- What the task requires: From the material below, pull each line containing the string "cores".
===== Input data =====
PR #3310, opened 2019-11-06
Regression benchmarks setup

nizar-m:
### Description

This PR tries to address the issue of performance regressions (as explained in hasura/graphql-engine-internal#297)

[wrk](https://github.com/wg/wrk) is used for running benchmarks. The script `hge_wrk_bench.py` sets up a database based on [sportsdb schema](http://sportsdb.org/sd/samples), and runs benchmarks using wrk with queries defined in file `queries.graphql`, one query at a time. The results are also stored in the *results GraphQL engine*. 

The defaults are such that the scripts can be run without any extra configuration on the local machine. However with the provided options, it should be possible to run the benchmarks with an already running Postgresql, a given Hasura GraphQL engine docker image, and also push results to a different database running a Hasura GraphQL Engine.

The script collects as much info as possible before pushing the results. This includes a bunch of CPU info (like model, number of cores etc which can be collected from /proc/cpuinfo), Postgres version used, wrk parameters used, GraphQL query used, version info of GraphQL engine (or Docker image tag) etc.

### Affected components

- [x] Benchmarks

### Related Issues
hasura/graphql-engine-internal#297

#### Catalog upgrade

- [x] No

#### Metadata

- [x] No

#### GraphQL

#### Breaking changes

- [x] No Breaking changes

### Steps to test and verify

```sh
cd server/bench-wrk
# Setup virtualenv
python3 -m venv venv
source venv/bin/activate
pip3 install -r requirements.txt
# Run benchmarks
python3 hge_wrk_bench.py
```

The benchmarking of subscriptions are not covered


server/bench-wrk/hge_wrk_bench.py
```diff
@@ -0,0 +1,292 @@
...
+            hge_docker_image = self.hge_docker_image,
+            hge_admin_secret = self.hge_admin_secret,
+            skip_stack_build = self.skip_stack_build,
+            graphql_queries_file = self.graphql_queries_file,
+            connections = self.connections,
+            duration = self.duration
+        )
+        # TODO initialize values
+
+    # TODO Any extra argument passed after -- should go to GraphQL Engine
```
jberryman: Are all these `TODOs` still TODO?

server/bench-wrk/queries.graphql
```diff
@@ -0,0 +1,128 @@
+
+# A query which carries a lot of data
```
jberryman: Thanks for documenting the queries. It would be even better going forward when we add a query to answer the question: what do we expect to learn from measuring this? i.e. what's our hypothesis, for instance "a large payload returned from postgres to exercise our parsers and the GC (parameters such as nursery size might affect this)". This sort of documentation can be added to later as we learn more about the system as well.

server/bench-wrk/Readme.md
```diff
@@ -0,0 +1,70 @@
...
+### Setup ###
+
+The setup includes two Postgres databases with [sportsdb](https://www.thesportsdb.com/) schema and data, and two GraphQL engines running on the Postgres databases. Then one of the GraphQL engines is added as a remote schema to another GraphQL engine.
+
+The data will be same in both the databases. The tables reside in different database schema in-order to avoid GraphQL schema conflicts.
+
+The methods in script `sportsdb_setup.py` helps in setting up the databases, starting the Hasura GraphQL engines, and setting up relationships. This script can either take urls of already running Postgres databases as input, or it can start the databases as Docker instances. The GraphQL engines can be run either with `stack exec` or as Docker containers.
+
+### Run benchmark ###
+- Install dependencies for the Python script in a virtual environment (requires Python>=3.6).
```
jberryman: Using `pyenv` to handle python versions worked well for me (thanks for the tip!)

jberryman:
This seems really thoughtfully done!

# A few thoughts as I try this out, and a brain/note-dump:

- there seems to be about a 1minute period at the start of a `wrk` run where nothing much is happening (no CPU usage by hge instances or wrk), do you know why that is?

- As I run the tests with default settings all 4 cores (2 real cores) on my laptop are maxed out, while `wrk` itself is using between 6% and 32% CPU (depending on the benchmark, it seems); this is probably okay, but I wonder if performance of wrk itself could be improved? Haven't looked at what we're doing with Lua.

- Although I've used wrk in the past I could find no detailed documentation: what does the wrk throughput result mean exactly? e.g. Is throughput limited by the parameters to wrk itself (or does it attempt to find maximum supported throughput by looking at timeouts/errors?)? Are the req/s numbers _per wrk thread_? What does it mean to talk about mean and percentiles of throughput, as in...

      "requests": {
        "max": 242,
        "mean": 120.75356755403,
        "dist": {
          "98": 190,
          "95": 171,
          "99": 200
        },


- In general I'm deeply distrustful of `wrk` and all these tools; it seems very few people take the time to look at whether they work correctly, and when they do the results are concerning or mysterious. e.g. there is the "coordinated omission" problem that motivated the wrk2 project; it's not clear to me what the latency numbers from wrk mean and if they can be trusted

- Graph not very useful (I've been playing and thinking quite a bit on this lately; will ping you)

- what happens when there are many errors or timeouts? It's possible for those to manifest as _improved_ performance if we look at the latency metrics alone, say.

- The numbers raise a lot of questions (and this is okay/good): is postgres the bottleneck? (If so can it be configured better for performance?) It would be a useful validation to be able to turn on a cache in hge that turns a PG query into a table lookup; a benchmark where PG is the bottleneck is still super useful, but ultimately we want benchmarks to help us _ deeply understand_ performance of our application deeply, not only notice regressions.

- there's a whole range of more realistic load tests we could do of course

- it's much more useful for engineers to be able to see performance regressions in microbenchmarks (since they are more targeted, obviously, and usually less noisy); this sort of end-to-end test can catch regressions we haven't anticipated or in components we don't have criterion benchmarks (TBD) for.

---

## Load testing tools notes (FYI)

Deep analysis of **wrk2** vs **fortio**
https://github.com/envoyproxy/envoy/issues/5536
https://docs.google.com/document/d/10xeQuEjUjdmfFq36kGrxI6v78GKHspqn_Nb-pohKfOo/edit 

Review of different load tools (from load testing company):
https://blog.loadimpact.com/open-source-load-testing-tool-benchmarks 
    "Performance-wise, **Wrk** and **Apachebench** are in a class of their ownh3" 
    "**Gatling**, **Jmeter**, **Grinder**, **Tsung** and **Boom** all offer good performance, accuracy and reliability" 
...and comparing with **K6** (their tool): https://blog.loadimpact.com/open-source-load-testing-tool-benchmarks-v2 
**K6** is scriptable, constant-rps, slick looking from a company dedicated to load testing:
https://github.com/loadimpact/k6 
Control in realtime, with:
https://blog.loadimpact.com/building-a-ui-for-the-k6-load-testing-tool 

### Also interesting (maybe for more interactive exploration)

Get throughput over time:
https://github.com/BuoyantIO/slow_cooker

Real-time histogram:
https://github.com/ikruglov/slapper 

Constant rps, can spit out nice graphs:
https://github.com/tsenart/vegeta 

---

## A Nice write-up on load testing and analysis

I was reminded of this blog / talk summary: http://highscalability.com/blog/2015/10/5/your-load-generator-is-probably-lying-to-you-take-the-red-pi.html . A few points:

- never throw away the max latency
- When thinking about UX of someone on the web (where each visit might produce dozens of requests), 99.9 percentile latencies are experienced by the _vast majority of users_
- Typical metric collection tools are often inadequate ("lie"). An algorithm like https://github.com/HdrHistogram/HdrHistogram can be used to accurately collect long-tail stats (maybe useful to implement the kind of reporting we care about within hasura itself)
- The entire last "_Sustainable Throughput_" section suggests, I think, a good approach towards thinking about load and the various ways to e.g. compare two systems or present performance information about a system

jberryman:
## Some more focused/actionable comments about this PR specifically:

After experimenting with your other branch that used wrk2 (super helpful!) and thinking about this stuff: 

1. I think **wrk2** (maybe K6 too, although it's not clear to me whether their constant-RPS functionality handles the CO problem properly...) might be more appropriate here: we care about finding and knowing throughput _limits_ (e.g. we can support X-RPS while maintaining reasonable latency Y), and explore latency distributions at various RPS, but I'm not sure that will help to find performance regressions in our code; i.e. I think "latency at some reasonable throughput" is a better thing to measure in CI

2. It would be really useful to e.g. log timings of `runGQ` and plot those, both as a way of validating the wrk2 measurements, as well as differentiating Response Time from Service Time (I'm a little hazy on this distinction tbh...); I've been doing this in a throwaway branch.

3. If we use wrk2 I think we should be plotting the HdrHistogram; but we also need to validate the high percentile measurements if we're trying to make decisions about them (they might be just noise if we have few samples...); the `max` is always useful to know (...or is it when latency always has a long tail...?)

I think points 1 and 3 should probably be resolved before merge, and other improvements or changes can happen incrementally.

What are your thoughts?

nizar-m:
>     * there seems to be about a 1minute period at the start of a `wrk` run where nothing much is happening (no CPU usage by hge instances or wrk), do you know why that is?

This is probably because wrk is run inside a docker, and docker pull took some time. I could not see the same in the tests I am running.

nizar-m:
>     * Although I've used wrk in the past I could find no detailed documentation: what does the wrk throughput result mean exactly? e.g. Is throughput limited by the parameters to wrk itself (or does it attempt to find maximum supported throughput by looking at timeouts/errors?)? Are the req/s numbers _per wrk thread_? What does it mean to talk about mean and percentiles of throughput, as in...

It seems wrk is trying to push as much requests as possible with given number of open connections. Most probably the mean corresponds to the maximum possible requests per second. Which also means the latency results are useless. (The average queue size (and hence latency) should be close to inifinity. It is only limited by the number of connections.)

We probably should be running wrk2 at something like 5%, 10% etc upto 50% of this average requests per second given by wrk. 

wrk2 provides results detailed enough to generate hdrHistograms of latency. Should we use a lua script and try to get each latency measure? This could increase the CPU usage of wrk2.

jberryman:
> Should we use a lua script and try to get each latency measure? This could increase the CPU usage of wrk2.

I was wondering that myself. Was trying to think if it would be useful to be able to plot timing from wrk2 on the same graph as the latency timings measured from instrumented code (the example plot script I showed you was measuring logged timings for each `runGQ`). I'm not sure.

jberryman:
It looks like `boto3` was added to `requirements-top-level.txt` but didn't make it into frozen `requirements.txt`. I did a `pip3 install boto3` then it worked for me.

Here is my `pip3 freeze` after doing that:

```
aniso8601==7.0.0
boto3==1.10.45
botocore==1.13.45
certifi==2019.11.28
chardet==3.0.4
Click==7.0
colorama==0.4.3
cycler==0.10.0
dash==1.7.0
dash-bootstrap-components==0.7.2
dash-core-components==1.6.0
dash-html-components==1.0.2
dash-renderer==1.2.2
dash-table==4.5.1
docker==4.1.0
docutils==0.15.2
Flask==1.1.1
Flask-Compress==1.4.0
future==0.18.2
graphene==3.0.dev20190817210753
graphql-core==3.0.1
graphql-relay==3.0.0a1
idna==2.8
inflection==0.3.1
itsdangerous==1.1.0
Jinja2==2.10.3
jmespath==0.9.4
kiwisolver==1.1.0
MarkupSafe==1.1.1
matplotlib==3.1.2
numpy==1.17.4
pandas==0.25.3
plotly==4.3.0
psycopg2==2.8.4
py-cpuinfo==5.0.0
pyparsing==2.4.5
python-dateutil==2.8.1
pytz==2019.3
requests==2.22.0
requests-cache==0.5.2
retrying==1.3.3
ruamel.yaml==0.16.5
ruamel.yaml.clib==0.2.0
s3transfer==0.2.1
scipy==1.3.3
seaborn==0.9.0
six==1.13.0
urllib3==1.25.7
websocket-client==0.56.0
Werkzeug==0.16.0
```
**EDIT**: although after trying again from another clean venv I get:

> 
>   Could not find a version that satisfies the requirement graphql-core==3.0.1 (from -r requirements.txt (line 18)) (from versions: 0.1a0, 0.1a1, 0.1a2, 0.1a3, 0.1a4, 0.4.7b0, 0.4.7b1, 0.4.7b2, 0.4.9, 0.4.11, 0.4.12, 0.4.12.1, 0.4.13, 0.4.14, 0.4.15, 0.4.16, 0.4.17, 0.4.18, 0.5b1, 0.5b2, 0.5b3, 0.5, 0.5.1, 0.5.2, 0.5.3, 1.0.dev20160814231515, 1.0.dev20160822075425, 1.0.dev20160823054952, 1.0.dev20160909030348, 1.0.dev20160909040033, 1.0.dev20160920065529, 1.0, 1.0.1, 1.1, 1.2.dev20170724044604, 2.0.dev20170801041408, 2.0.dev20170801051721, 2.0.dev20171009101843, 2.0, 2.1rc0, 2.1rc1, 2.1rc2, 2.1rc3, 2.1, 2.2, 2.2.1)
> No matching distribution found for graphql-core==3.0.1 (from -r requirements.txt (line 18))

Minor observations which shouldn't hold up a merge IMO:
- It might be nice to print something like "Benchmarking queries at different RPS rates up to maximum: [10, 20, ... "; I was confused for a moment about what was happening when I saw 10 RPS.
- We get `CPU KEY: ...` printed several times which is a little ugly.

Some questions / possible small improvements:
- Is the 5 minute runtime for the benchmarks arbitrary? What if we scaled the benchmark runtime so that each RPS had approximately the same number of samples (but ran for at least a minute... or something)? This is something we might want to iterate on as we use the benchmarks more.

lexi-lambda:
@jberryman Thanks for trying this out. I actually tried cloning it myself just a little earlier, and I bumped into this error when trying to run `pip3 install -r requirements.txt`:

```
Collecting graphql-relay==3.0.0a1 (from -r requirements.txt (line 19))
  Downloading https://files.pythonhosted.org/packages/b3/e9/f746793c405695c6c3d2fe023dd19738d1eef20ecdd50ebb9e240b2f6cfc/graphql-relay-3.0.0a1.tar.gz
  Installing build dependencies ... done
  Getting requirements to build wheel ... error
  Complete output from command /Users/alexis/gits/hasura/graphql-engine/hge-bench-wrk/server/bench-wrk/.python-venv/bin/python3 /Users/alexis/gits/hasura/graphql-engine/hge-bench-wrk/server/bench-wrk/.python-venv/lib/python3.7/site-packages/pip/_vendor/pep517/_in_process.py get_requires_for_build_wheel /var/folders/tz/11j773ts1qb5q8xzjbr0292m0000gn/T/tmprwfs5ydw:
  Traceback (most recent call last):
    File "/Users/alexis/gits/hasura/graphql-engine/hge-bench-wrk/server/bench-wrk/.python-venv/lib/python3.7/site-packages/pip/_vendor/pep517/_in_process.py", line 207, in <module>
      main()
    File "/Users/alexis/gits/hasura/graphql-engine/hge-bench-wrk/server/bench-wrk/.python-venv/lib/python3.7/site-packages/pip/_vendor/pep517/_in_process.py", line 197, in main
      json_out['return_val'] = hook(**hook_input['kwargs'])
    File "/Users/alexis/gits/hasura/graphql-engine/hge-bench-wrk/server/bench-wrk/.python-venv/lib/python3.7/site-packages/pip/_vendor/pep517/_in_process.py", line 54, in get_requires_for_build_wheel
      return hook(config_settings)
    File "/private/var/folders/tz/11j773ts1qb5q8xzjbr0292m0000gn/T/pip-build-env-0_bw21ba/overlay/lib/python3.7/site-packages/poetry/masonry/api.py", line 25, in get_requires_for_build_wheel
      poetry = Factory().create_poetry(Path("."))
    File "/private/var/folders/tz/11j773ts1qb5q8xzjbr0292m0000gn/T/pip-build-env-0_bw21ba/overlay/lib/python3.7/site-packages/poetry/factory.py", line 54, in create_poetry
      raise RuntimeError("The Poetry configuration is invalid:\n" + message)
  RuntimeError: The Poetry configuration is invalid:
    - Additional properties are not allowed ('licese' was unexpected)
    - [keywords] 'graphql relay api' is not of type 'array'
```

I haven’t the foggiest idea what that means or what went wrong, but I’d like to be able to run this on my machine! I started looking into it, but I haven’t figured it out yet.

lexi-lambda:
I reinstalled from `requirements-top-level.txt`, and it seemed to work fine. My freeze file is this:

```
aniso8601==7.0.0
boto3==1.10.45
botocore==1.13.45
certifi==2019.11.28
chardet==3.0.4
Click==7.0
colorama==0.4.3
cycler==0.10.0
dash==1.7.0
dash-bootstrap-components==0.8.0
dash-core-components==1.6.0
dash-html-components==1.0.2
dash-renderer==1.2.2
dash-table==4.5.1
docker==4.1.0
docutils==0.15.2
Flask==1.1.1
Flask-Compress==1.4.0
future==0.18.2
graphene==3.0.dev20190817210753
graphql-core==3.0.1
graphql-relay==3.0.0
idna==2.8
inflection==0.3.1
itsdangerous==1.1.0
Jinja2==2.10.3
jmespath==0.9.4
kiwisolver==1.1.0
MarkupSafe==1.1.1
matplotlib==3.1.2
numpy==1.18.0
pandas==0.25.3
plotly==4.4.1
psycopg2==2.8.4
py-cpuinfo==5.0.0
pyparsing==2.4.6
python-dateutil==2.8.1
pytz==2019.3
requests==2.22.0
requests-cache==0.5.2
retrying==1.3.3
ruamel.yaml==0.16.5
ruamel.yaml.clib==0.2.0
s3transfer==0.2.1
scipy==1.4.1
seaborn==0.9.0
six==1.13.0
urllib3==1.25.7
websocket-client==0.57.0
Werkzeug==0.16.0
```

Reinstalling from that freeze file in a fresh venv works fine for me, so I’m not sure what issue you were bumping into with `graphql-core`, @jberryman. Maybe some caching somewhere? I don’t know very much about `pip`.

jberryman:
Thanks @lexi-lambda , I realized the issue was the first time I tested was in a dirty directory that had a `.python-version` file with "3.7.5", while my system has 3.5.3 (which was causing the problems).

@nizar-m What do you think about adding an appropriate `.python-version` file to that directory, and documenting it? I've found pyenv to be really easy to use, and this seems like a lightweight solution (vs. that other build tool you told me about).

nizar-m:
The srcipt can run tests in one virtual machine, push their results in to a remote Hasura GraphQL Engine, and push the large files like latencies into s3. 

After each iteration of script, it should keep pushing the data to the database (and to s3). Using the data across benchmarks on multiple versions/commits, we should be able to use another script to plot the regression in performance (and then push it into a Github repo or even to slack).

What is missing of course is a Github hook to listen for changes in code and run the script on a new commit to master. I am planning to add that in a separate repo.

With the current script, a developer himself should be able to run regression benchmarks across various commits in his PR.

server/bench-wrk/.gitignore
```diff
@@ -0,0 +1,4 @@
+__pycache__
```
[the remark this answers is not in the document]
nizar-m: We should I guess.

jberryman:
My last comments/questions are:

- In the "plot type" dropdown, can we change the labels to e.g. "latency histogram", and "latency violinplot"? So we're clear.
- When the plot page first opens to the throughput plot I don't see all the graphs and need to add some manually. Is it easy to make them all appear by default, or is that undesirable for some reason?
- similarly, it might be nice if the violinplot view showed e.g. both the lowest and highest RPS runs side by side (the user could add additional by hand), or maybe include up to three or something.

Again I don't think these are blockers, just things we can iterate on.

The boto3 thing and adding a `.python-version` were my only real issues.

lexi-lambda:
> The srcipt can run tests in one virtual machine, push their results in to a remote Hasura GraphQL Engine, and push the large files like latencies into s3.
> 
> After each iteration of script, it should keep pushing the data to the database (and to s3). Using the data across benchmarks on multiple versions/commits, we should be able to use another script to plot the regression in performance (and then push it into a Github repo or even to slack).

Cool, that sounds great! Is this process described/documented anywhere? I don’t see anything about it in the README, but I think the information you described in your comment is helpful, and I’d like to see it make it into the repo somewhere.

tirumaraiselvan:
@nizar-m Sorry to jump out-of-nowhere. But where is the VM? How does it run tests when a PR is made? Also, Can we add an event trigger to the regression Hasura instance and make it send a message on the PR itself?

We should definitely have this indicate in CI somehow. I am not sure if I missed anybody's comment on how that would happen.

nizar-m:
Will the following work?
- When `/perf-test` comment is sent on a PR, a bot would trigger running of the benchmarks for that PR. 
- Once the benchmarks are  done, the bot will send the results/errors as comment(s) in the same PR.

lexi-lambda:
I would like to get this merged. But some of the comments/questions I had are still outstanding:

  1. Can the README please be updated to include information about pushing results to S3?

  2. Can the README include some information about how to read/evaluate the results?

I think, with those changes, I would be happy to merge this PR.

nizar-m:
@0x777  and I had a discussion on this pull request. 
He wanted some changes so that 
- It can be both run by a developer (on both Mac and linux) and on CI.
- on CI, the components, that is wrk2, GraphQL Engine and Postgres should be on separate machines.
- Also probably a script which on AWS/GCE, will create these components, start the benchmarks, and teardown the system.

This needs a bit more modular approach. I am working on those changes right now.

jberryman:
@nizar-m after getting this working with cabal new-build I'm finding a lot of little errors that make the scripts crash with errors at various points. I'm wondering if the commit history got screwed up perhaps? e.g. these are the local changes I'm working with, and I'm still hitting new issues:

```
diff --git server/bench-wrk/hge_wrk_bench.py server/bench-wrk/hge_wrk_bench.py
index dd32e9eb..75afdf1c 100644
--- server/bench-wrk/hge_wrk_bench.py
+++ server/bench-wrk/hge_wrk_bench.py
@@ -31,7 +31,8 @@ class HGEWrkBench(HGETestSetup):
 
     wrk_docker_image = 'hasura/wrk:v0.3'
 
-    lua_dir = '/tmp/bench_scripts'
+    base_path = pathlib.Path(__file__).parent 
+    lua_dir = str((base_path / "bench_scripts").resolve())
 
     rps_steps = [10, 20, 50, 100, 200, 500, 1000, 2000, 5000]
 
@@ -227,10 +228,12 @@ class HGEWrkBench(HGETestSetup):
         query_str = graphql.print_ast(query)
         print(Fore.GREEN + "(Compute maximum Request per second) Running wrk benchmark for query\n", query_str + Style.RESET_ALL)
         self.hge.graphql_q(query_str) # Test query once for errors
-        bench_script = os.path.join(self.lua_dir + '/bench.lua')
+        bench_script = os.path.join(self.lua_dir + '/bench-wrk.lua')
         graphql_url = self.hge.url + '/v1/graphql'
         params = self.get_wrk2_params()
-        duration = 30
+        # TODO This seems to take much longer than 30 sec...
+        duration = 2
+        # duration = 30
         wrk_command = [
             'wrk',
             '-t', str(params['threads']),
@@ -255,6 +258,7 @@ class HGEWrkBench(HGETestSetup):
             user = self.get_current_user()
         )
         summary = json.loads(result)['summary']
+        # TODO explain this calculation. Why aren't we using wrk's reported 'max'? Should we call this avg_sustained_rps or something?
         max_rps = round(summary['requests']/float(duration))
         self.insert_max_rps_result(query, max_rps)
         print("Max RPS", max_rps)
@@ -444,7 +448,7 @@ mutation insertMaxRps($result: hge_bench_query_max_rps_insert_input!) {
                 max_rps = self.max_rps_test(query)
                 # The tests should definitely not be running very close to or higher than maximum requests per second
                 rps_steps = [ r for r in self.rps_steps if r < 0.6*max_rps]
-                print("Benchmarking queries with wrk2 for the following requests/sec", ", ".join(rps_steps))
+                print("Benchmarking queries with wrk2 for the following requests/sec", ", ".join(map(str, rps_steps)))
                 for rps in rps_steps:
                     if rps < int(0.6*max_rps):
                         self.wrk2_test(query, rps)
```

jberryman:
self-assigned since I've been working on this. What I care about is mostly being able to easily run benchmarks on different branches and compare them locally, so that means:

- [ ] get working with `cabal install`, a few other broken bits to fix
- [ ]  figure out how weird several minutes hang in lua `require` so that benchmarks don't take forever
- [ ] make plot script work on directories of data in `test_output` rather than requiring a graphql-engine
- [ ]  figure out if the low RPS tests are giving real latency numbers even though they report erroneous timeout (I think this is okay, but worth double-checking): https://github.com/giltene/wrk2/issues/56

jberryman:
There's been more of an interest in this. Let's merge this ASAP and continue iterating on it (integrating with CI at a later time).

@codingkarthik do you want to add information here about how you are running the benchmarks since mac doesn't work ATM? If it doesn't seem useful we can just make a note that it doesn't work on mac. Hopefully the situation can be resolved soon in new docker and in the meantime folks could spin up a linux VM or something

codingkarthik:
@jberryman I had used a hosted linux VM instance to run the benchmarks. The existing instructions are accurate and I followed those, however, I have added a couple of small sections in the `bench-wrk/Readme.md` file for further clarity. It'll be great if you could go over it once.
=====
- Exercise answer:
The script collects as much info as possible before pushing the results. This includes a bunch of CPU info (like model, number of cores etc which can be collected from /proc/cpuinfo), Postgres version used, wrk parameters used, GraphQL query used, version info of GraphQL engine (or Docker image tag) etc.
- As I run the tests with default settings all 4 cores (2 real cores) on my laptop are maxed out, while `wrk` itself is using between 6% and 32% CPU (depending on the benchmark, it seems); this is probably okay, but I wonder if performance of wrk itself could be improved? Haven't looked at what we're doing with Lua.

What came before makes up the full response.